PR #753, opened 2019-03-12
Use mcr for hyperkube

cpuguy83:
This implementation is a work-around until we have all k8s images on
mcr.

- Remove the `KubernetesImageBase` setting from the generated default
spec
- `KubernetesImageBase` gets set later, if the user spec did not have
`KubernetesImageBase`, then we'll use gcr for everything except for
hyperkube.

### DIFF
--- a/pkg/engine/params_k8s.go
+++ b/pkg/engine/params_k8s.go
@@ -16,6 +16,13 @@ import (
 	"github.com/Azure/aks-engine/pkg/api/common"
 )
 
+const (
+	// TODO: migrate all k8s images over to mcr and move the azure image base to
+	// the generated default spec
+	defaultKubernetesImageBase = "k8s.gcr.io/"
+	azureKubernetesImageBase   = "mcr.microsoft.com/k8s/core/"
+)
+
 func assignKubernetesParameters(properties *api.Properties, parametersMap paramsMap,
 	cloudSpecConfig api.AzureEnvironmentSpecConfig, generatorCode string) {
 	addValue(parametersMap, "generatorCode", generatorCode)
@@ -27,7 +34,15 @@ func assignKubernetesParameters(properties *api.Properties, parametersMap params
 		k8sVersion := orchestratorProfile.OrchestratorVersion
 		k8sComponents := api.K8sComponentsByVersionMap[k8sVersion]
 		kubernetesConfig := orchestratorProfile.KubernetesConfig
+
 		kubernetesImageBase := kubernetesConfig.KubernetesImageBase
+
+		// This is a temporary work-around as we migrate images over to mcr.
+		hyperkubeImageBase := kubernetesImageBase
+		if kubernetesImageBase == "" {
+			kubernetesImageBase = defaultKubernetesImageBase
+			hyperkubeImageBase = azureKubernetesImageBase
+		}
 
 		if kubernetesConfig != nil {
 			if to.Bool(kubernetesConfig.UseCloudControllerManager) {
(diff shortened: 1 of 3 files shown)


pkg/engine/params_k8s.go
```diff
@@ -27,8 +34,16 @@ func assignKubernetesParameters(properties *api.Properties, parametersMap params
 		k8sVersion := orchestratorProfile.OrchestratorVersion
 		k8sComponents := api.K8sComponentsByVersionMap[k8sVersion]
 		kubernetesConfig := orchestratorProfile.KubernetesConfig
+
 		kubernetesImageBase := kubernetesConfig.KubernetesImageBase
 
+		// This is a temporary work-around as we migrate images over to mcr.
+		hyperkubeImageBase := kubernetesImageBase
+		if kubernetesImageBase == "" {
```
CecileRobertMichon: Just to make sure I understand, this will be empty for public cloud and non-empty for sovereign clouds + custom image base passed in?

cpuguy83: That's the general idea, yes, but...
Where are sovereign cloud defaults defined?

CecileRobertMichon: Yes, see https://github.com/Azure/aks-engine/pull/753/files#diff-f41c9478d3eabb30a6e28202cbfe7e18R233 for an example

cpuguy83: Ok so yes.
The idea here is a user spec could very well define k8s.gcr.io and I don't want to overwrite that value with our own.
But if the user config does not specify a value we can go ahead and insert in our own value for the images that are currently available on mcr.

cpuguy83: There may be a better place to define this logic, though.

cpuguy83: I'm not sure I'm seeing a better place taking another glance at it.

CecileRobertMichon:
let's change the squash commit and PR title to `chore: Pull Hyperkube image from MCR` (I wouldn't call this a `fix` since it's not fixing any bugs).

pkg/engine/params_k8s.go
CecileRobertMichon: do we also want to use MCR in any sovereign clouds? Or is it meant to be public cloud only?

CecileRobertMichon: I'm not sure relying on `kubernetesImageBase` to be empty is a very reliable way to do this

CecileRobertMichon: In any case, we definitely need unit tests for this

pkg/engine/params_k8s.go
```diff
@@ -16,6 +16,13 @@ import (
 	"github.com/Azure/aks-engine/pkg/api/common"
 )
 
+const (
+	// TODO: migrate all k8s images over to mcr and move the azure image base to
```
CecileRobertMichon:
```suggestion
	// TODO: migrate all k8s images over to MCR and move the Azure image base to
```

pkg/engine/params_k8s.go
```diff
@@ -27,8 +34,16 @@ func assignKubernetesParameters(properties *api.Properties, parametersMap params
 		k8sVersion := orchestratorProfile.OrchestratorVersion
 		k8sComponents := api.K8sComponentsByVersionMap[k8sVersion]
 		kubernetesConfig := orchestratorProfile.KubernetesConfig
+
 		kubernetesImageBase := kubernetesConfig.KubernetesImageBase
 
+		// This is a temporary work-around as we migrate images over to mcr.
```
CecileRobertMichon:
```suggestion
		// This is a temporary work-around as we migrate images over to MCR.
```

_Instructions to follow:_ I'd like the entries above reproduced in full, exactly as they stand.

_Response:_
PR #753, opened 2019-03-12
Use mcr for hyperkube

cpuguy83:
This implementation is a work-around until we have all k8s images on
mcr.

- Remove the `KubernetesImageBase` setting from the generated default
spec
- `KubernetesImageBase` gets set later, if the user spec did not have
`KubernetesImageBase`, then we'll use gcr for everything except for
hyperkube.

### DIFF
--- a/pkg/engine/params_k8s.go
+++ b/pkg/engine/params_k8s.go
@@ -16,6 +16,13 @@ import (
 	"github.com/Azure/aks-engine/pkg/api/common"
 )
 
+const (
+	// TODO: migrate all k8s images over to mcr and move the azure image base to
+	// the generated default spec
+	defaultKubernetesImageBase = "k8s.gcr.io/"
+	azureKubernetesImageBase   = "mcr.microsoft.com/k8s/core/"
+)
+
 func assignKubernetesParameters(properties *api.Properties, parametersMap paramsMap,
 	cloudSpecConfig api.AzureEnvironmentSpecConfig, generatorCode string) {
 	addValue(parametersMap, "generatorCode", generatorCode)
@@ -27,7 +34,15 @@ func assignKubernetesParameters(properties *api.Properties, parametersMap params
 		k8sVersion := orchestratorProfile.OrchestratorVersion
 		k8sComponents := api.K8sComponentsByVersionMap[k8sVersion]
 		kubernetesConfig := orchestratorProfile.KubernetesConfig
+
 		kubernetesImageBase := kubernetesConfig.KubernetesImageBase
+
+		// This is a temporary work-around as we migrate images over to mcr.
+		hyperkubeImageBase := kubernetesImageBase
+		if kubernetesImageBase == "" {
+			kubernetesImageBase = defaultKubernetesImageBase
+			hyperkubeImageBase = azureKubernetesImageBase
+		}
 
 		if kubernetesConfig != nil {
 			if to.Bool(kubernetesConfig.UseCloudControllerManager) {
(diff shortened: 1 of 3 files shown)


pkg/engine/params_k8s.go
```diff
@@ -27,8 +34,16 @@ func assignKubernetesParameters(properties *api.Properties, parametersMap params
 		k8sVersion := orchestratorProfile.OrchestratorVersion
 		k8sComponents := api.K8sComponentsByVersionMap[k8sVersion]
 		kubernetesConfig := orchestratorProfile.KubernetesConfig
+
 		kubernetesImageBase := kubernetesConfig.KubernetesImageBase
 
+		// This is a temporary work-around as we migrate images over to mcr.
+		hyperkubeImageBase := kubernetesImageBase
+		if kubernetesImageBase == "" {
```
CecileRobertMichon: Just to make sure I understand, this will be empty for public cloud and non-empty for sovereign clouds + custom image base passed in?

cpuguy83: That's the general idea, yes, but...
Where are sovereign cloud defaults defined?

CecileRobertMichon: Yes, see https://github.com/Azure/aks-engine/pull/753/files#diff-f41c9478d3eabb30a6e28202cbfe7e18R233 for an example

cpuguy83: Ok so yes.
The idea here is a user spec could very well define k8s.gcr.io and I don't want to overwrite that value with our own.
But if the user config does not specify a value we can go ahead and insert in our own value for the images that are currently available on mcr.

cpuguy83: There may be a better place to define this logic, though.

cpuguy83: I'm not sure I'm seeing a better place taking another glance at it.

CecileRobertMichon:
let's change the squash commit and PR title to `chore: Pull Hyperkube image from MCR` (I wouldn't call this a `fix` since it's not fixing any bugs).

pkg/engine/params_k8s.go
CecileRobertMichon: do we also want to use MCR in any sovereign clouds? Or is it meant to be public cloud only?

CecileRobertMichon: I'm not sure relying on `kubernetesImageBase` to be empty is a very reliable way to do this

CecileRobertMichon: In any case, we definitely need unit tests for this

pkg/engine/params_k8s.go
```diff
@@ -16,6 +16,13 @@ import (
 	"github.com/Azure/aks-engine/pkg/api/common"
 )
 
+const (
+	// TODO: migrate all k8s images over to mcr and move the azure image base to
```
CecileRobertMichon:
```suggestion
	// TODO: migrate all k8s images over to MCR and move the Azure image base to
```

pkg/engine/params_k8s.go
```diff
@@ -27,8 +34,16 @@ func assignKubernetesParameters(properties *api.Properties, parametersMap params
 		k8sVersion := orchestratorProfile.OrchestratorVersion
 		k8sComponents := api.K8sComponentsByVersionMap[k8sVersion]
 		kubernetesConfig := orchestratorProfile.KubernetesConfig
+
 		kubernetesImageBase := kubernetesConfig.KubernetesImageBase
 
+		// This is a temporary work-around as we migrate images over to mcr.
```
CecileRobertMichon:
```suggestion
		// This is a temporary work-around as we migrate images over to MCR.
```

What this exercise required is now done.